Attualità

Piazzetta Italia

Doveva essere la Marcia su Roma. Pochissima gente, molto folklore e i nemici di sempre: i giornalisti, il signoraggio, le istituzioni. La rivoluzione ai tempi dello shopping natalizio.

di Michele Masneri

Si era andati con sincero entusiasmo a questa manifestazione dei Forconi: nella piazza del Popolo pre-natalizia, e protetta da ampi schieramenti blindati nelle vie dello shopping, Babuino e Ripetta. Arrivati, però, invece che tensioni e apprensioni si scopre subito di essere in una puntata di Piazza Italia con la voce del Comitato, che qui è una specie di speaker corner su un camioncino alle spalle dei bar Canova e del ristorante da power lunch Il Bolognese, cautelativamente sgombrati dei dehors. Non ci sono i tanto temuti passamontagna, e solo qualche gruppetto forse Casa Pound mascherato, ma che non incute molto terrore. L’atmosfera è da famiglia un po’ disfunzionale impoverita; qui protesta il popolo dei Rid, del credito al consumo (due ragazzi girano con un cartello: “mamma, anche lui non ha pagato la seconda rata”); è il popolo neanche di Equitalia, ma di Fiditalia.
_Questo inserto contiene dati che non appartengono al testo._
PR #1019, opened 2026-08-10
feat: [DPS-44447] Add endpoint to expose streams limit per account

odyszews:
## 📝 Description

Adds support for the GET /monitor/streams/quotas endpoint, which exposes stream quota definitions for the authenticated account.

## ✔️ How to Test
```
make test-unit
```


monitor_log_streams.go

Alle tre la piazza è ancora abbastanza deserta; sotto l’obelisco Flaminio – che i manifestanti non sanno essere parte di una coppia portata dall’Egitto insieme a quello oggi a Montecitorio – cartelli di nostalgie monetarie – “cara vecchia lira valevi la metà ma dura vi il doppio”, e le parole preferite sono poi due, sovranità e naturalmente signoraggio (su signoraggio scatta sempre l’applauso). Sul palchetto allestito dalla parte sinistra della piazza, di fronte al Pincio, si alternano diversi oratori, che esordiscono sempre con un “ciao Italia” o “ciao Popolo”, e poi si presentano, tipo “sono Pino da Domodossola”, “ciao sono Riccardo Casolaro da Lucca”, “ciao sono Raffaele Bonizzi dalla Campania”, le città sono molto importanti (a un certo punto: “silenzio, parla Rieti!”), tutti ribadiscono di essere apolitici e apartitici e soprattutto italiani. Poi però arriva un Davide Fabbri molto politicizzato e dice “Ciao-sono-Davide-Fabbri-provengo-dalla-classe-operaia-proletaria-emiliana” e qui momento di esitazione e costernazione, la folla apolitica e apartitica non sa bene che fare, non conosce i codici. Ma il momento- riunificazione arriva subito contro i giornalisti, che insieme a Napolitano e al signoraggio qui sono i pezzi forti della piazza, oggi; “Non so come sono i giornalisti qui a Roma-Ma in Emilia son delle merde” dice Davide Fabbri con forte accento emiliano; e giù applausi; poi Davide Fabbri parla della Cgil, che in Emilia è diventato un ufficio di collocamento per chi non è italiano, dice, e dice anche che la Boldrini vuol dare prima le case alle famiglie rom, e alla mia destra un signore con codino e denti gialli: fa “tiè”, e il gesto dell’ombrello, indirizzato presumibilmente alla Boldrini e alle sue politiche pro-rom.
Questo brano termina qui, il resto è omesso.